** Information shown follows **
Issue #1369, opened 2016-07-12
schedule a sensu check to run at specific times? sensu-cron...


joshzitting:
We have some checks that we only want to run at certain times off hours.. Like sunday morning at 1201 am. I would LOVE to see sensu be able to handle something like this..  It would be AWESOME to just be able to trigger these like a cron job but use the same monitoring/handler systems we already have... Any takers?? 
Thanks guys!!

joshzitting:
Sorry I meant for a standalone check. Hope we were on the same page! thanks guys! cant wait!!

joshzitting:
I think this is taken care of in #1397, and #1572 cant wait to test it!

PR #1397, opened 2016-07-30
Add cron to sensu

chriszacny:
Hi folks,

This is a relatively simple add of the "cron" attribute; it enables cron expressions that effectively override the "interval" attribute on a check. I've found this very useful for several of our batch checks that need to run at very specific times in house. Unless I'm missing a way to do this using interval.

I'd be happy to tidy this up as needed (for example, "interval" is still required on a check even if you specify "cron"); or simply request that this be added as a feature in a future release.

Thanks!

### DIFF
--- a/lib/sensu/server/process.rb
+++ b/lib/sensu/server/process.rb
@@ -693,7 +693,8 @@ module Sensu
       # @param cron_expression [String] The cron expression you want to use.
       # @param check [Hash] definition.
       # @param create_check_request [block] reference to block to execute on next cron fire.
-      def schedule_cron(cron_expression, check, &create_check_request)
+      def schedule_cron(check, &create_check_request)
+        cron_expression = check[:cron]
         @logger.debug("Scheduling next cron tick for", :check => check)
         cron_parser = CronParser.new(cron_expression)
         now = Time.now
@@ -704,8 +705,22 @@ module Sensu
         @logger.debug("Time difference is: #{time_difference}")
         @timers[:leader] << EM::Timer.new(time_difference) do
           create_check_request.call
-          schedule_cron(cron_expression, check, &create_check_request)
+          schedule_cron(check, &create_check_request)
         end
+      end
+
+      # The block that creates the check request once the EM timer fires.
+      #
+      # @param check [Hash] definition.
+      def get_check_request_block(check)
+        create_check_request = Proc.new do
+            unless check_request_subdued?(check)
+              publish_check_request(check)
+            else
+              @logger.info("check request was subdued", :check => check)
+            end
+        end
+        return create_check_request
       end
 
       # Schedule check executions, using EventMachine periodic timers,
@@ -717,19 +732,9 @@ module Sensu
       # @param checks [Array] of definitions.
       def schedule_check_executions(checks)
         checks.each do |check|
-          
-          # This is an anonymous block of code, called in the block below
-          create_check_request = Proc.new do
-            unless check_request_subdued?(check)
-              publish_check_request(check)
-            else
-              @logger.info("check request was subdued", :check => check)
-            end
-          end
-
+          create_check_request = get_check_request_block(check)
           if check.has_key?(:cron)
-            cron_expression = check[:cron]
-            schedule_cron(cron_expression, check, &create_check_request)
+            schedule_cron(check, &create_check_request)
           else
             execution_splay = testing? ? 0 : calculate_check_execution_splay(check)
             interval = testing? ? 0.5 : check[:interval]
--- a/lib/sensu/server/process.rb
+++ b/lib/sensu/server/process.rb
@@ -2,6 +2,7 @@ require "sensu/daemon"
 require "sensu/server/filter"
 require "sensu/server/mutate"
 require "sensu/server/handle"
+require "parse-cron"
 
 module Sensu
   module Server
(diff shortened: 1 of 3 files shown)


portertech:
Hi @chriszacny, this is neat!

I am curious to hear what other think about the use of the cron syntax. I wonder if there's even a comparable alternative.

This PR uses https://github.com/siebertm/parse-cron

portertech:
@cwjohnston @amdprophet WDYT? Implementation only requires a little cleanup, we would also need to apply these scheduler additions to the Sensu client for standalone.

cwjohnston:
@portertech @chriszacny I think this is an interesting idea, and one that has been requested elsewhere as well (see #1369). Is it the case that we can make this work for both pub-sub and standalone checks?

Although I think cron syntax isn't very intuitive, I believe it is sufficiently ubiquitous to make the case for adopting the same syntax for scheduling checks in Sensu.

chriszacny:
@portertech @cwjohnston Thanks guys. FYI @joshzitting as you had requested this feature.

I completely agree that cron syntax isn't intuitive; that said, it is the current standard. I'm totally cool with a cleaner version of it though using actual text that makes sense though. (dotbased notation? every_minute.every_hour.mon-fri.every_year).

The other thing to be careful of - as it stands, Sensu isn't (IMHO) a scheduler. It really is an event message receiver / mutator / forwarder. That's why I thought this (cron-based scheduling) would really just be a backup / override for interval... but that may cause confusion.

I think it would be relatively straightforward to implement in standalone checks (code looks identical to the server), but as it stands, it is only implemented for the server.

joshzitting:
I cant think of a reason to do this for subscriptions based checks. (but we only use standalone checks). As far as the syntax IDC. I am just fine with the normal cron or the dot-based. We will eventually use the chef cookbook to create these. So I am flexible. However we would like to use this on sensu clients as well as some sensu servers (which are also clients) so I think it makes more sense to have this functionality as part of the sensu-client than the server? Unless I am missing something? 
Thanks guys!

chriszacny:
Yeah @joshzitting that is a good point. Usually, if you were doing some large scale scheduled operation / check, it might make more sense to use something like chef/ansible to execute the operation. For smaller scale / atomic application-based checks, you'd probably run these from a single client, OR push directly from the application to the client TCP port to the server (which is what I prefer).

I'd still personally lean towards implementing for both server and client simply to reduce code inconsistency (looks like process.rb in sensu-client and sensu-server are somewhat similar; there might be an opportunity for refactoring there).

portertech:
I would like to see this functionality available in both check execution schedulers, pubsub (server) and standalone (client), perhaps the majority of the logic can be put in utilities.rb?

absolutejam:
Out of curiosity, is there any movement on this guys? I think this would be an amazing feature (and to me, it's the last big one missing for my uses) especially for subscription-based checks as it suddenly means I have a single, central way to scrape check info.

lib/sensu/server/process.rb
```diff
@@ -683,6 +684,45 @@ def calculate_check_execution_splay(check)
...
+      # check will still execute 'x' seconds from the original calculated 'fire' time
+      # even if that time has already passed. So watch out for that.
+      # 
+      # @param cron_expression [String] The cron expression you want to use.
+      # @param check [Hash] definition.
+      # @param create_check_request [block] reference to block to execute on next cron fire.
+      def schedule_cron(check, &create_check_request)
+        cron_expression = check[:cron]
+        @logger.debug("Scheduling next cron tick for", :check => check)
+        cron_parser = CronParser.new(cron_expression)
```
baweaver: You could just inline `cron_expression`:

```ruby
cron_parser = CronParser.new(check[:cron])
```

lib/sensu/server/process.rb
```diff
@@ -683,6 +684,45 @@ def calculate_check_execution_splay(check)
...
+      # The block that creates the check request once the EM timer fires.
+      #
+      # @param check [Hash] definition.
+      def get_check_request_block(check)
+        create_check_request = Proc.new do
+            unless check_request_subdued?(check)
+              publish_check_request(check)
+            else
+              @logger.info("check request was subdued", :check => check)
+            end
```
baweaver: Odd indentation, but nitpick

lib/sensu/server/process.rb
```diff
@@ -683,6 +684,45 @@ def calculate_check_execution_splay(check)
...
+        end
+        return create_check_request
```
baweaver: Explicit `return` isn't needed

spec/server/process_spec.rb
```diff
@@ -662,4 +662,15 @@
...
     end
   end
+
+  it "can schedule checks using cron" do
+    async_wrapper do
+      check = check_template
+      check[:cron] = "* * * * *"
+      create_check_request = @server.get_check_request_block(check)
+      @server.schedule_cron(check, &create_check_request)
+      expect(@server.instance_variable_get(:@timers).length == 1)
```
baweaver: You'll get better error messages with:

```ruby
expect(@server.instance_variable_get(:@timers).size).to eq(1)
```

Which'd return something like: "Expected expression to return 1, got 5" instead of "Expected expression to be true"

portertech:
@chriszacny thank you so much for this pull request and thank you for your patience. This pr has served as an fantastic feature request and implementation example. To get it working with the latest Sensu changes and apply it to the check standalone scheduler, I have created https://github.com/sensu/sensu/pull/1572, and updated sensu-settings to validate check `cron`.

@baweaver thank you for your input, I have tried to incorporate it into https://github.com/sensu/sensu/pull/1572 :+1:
** End of Information shown **
▶ _About this exercise_
From the entries above, pull out each line that includes "simply".

▶ _Answer for this exercise_
I'd be happy to tidy this up as needed (for example, "interval" is still required on a check even if you specify "cron"); or simply request that this be added as a feature in a future release.
I'd still personally lean towards implementing for both server and client simply to reduce code inconsistency (looks like process.rb in sensu-client and sensu-server are somewhat similar; there might be an opportunity for refactoring there).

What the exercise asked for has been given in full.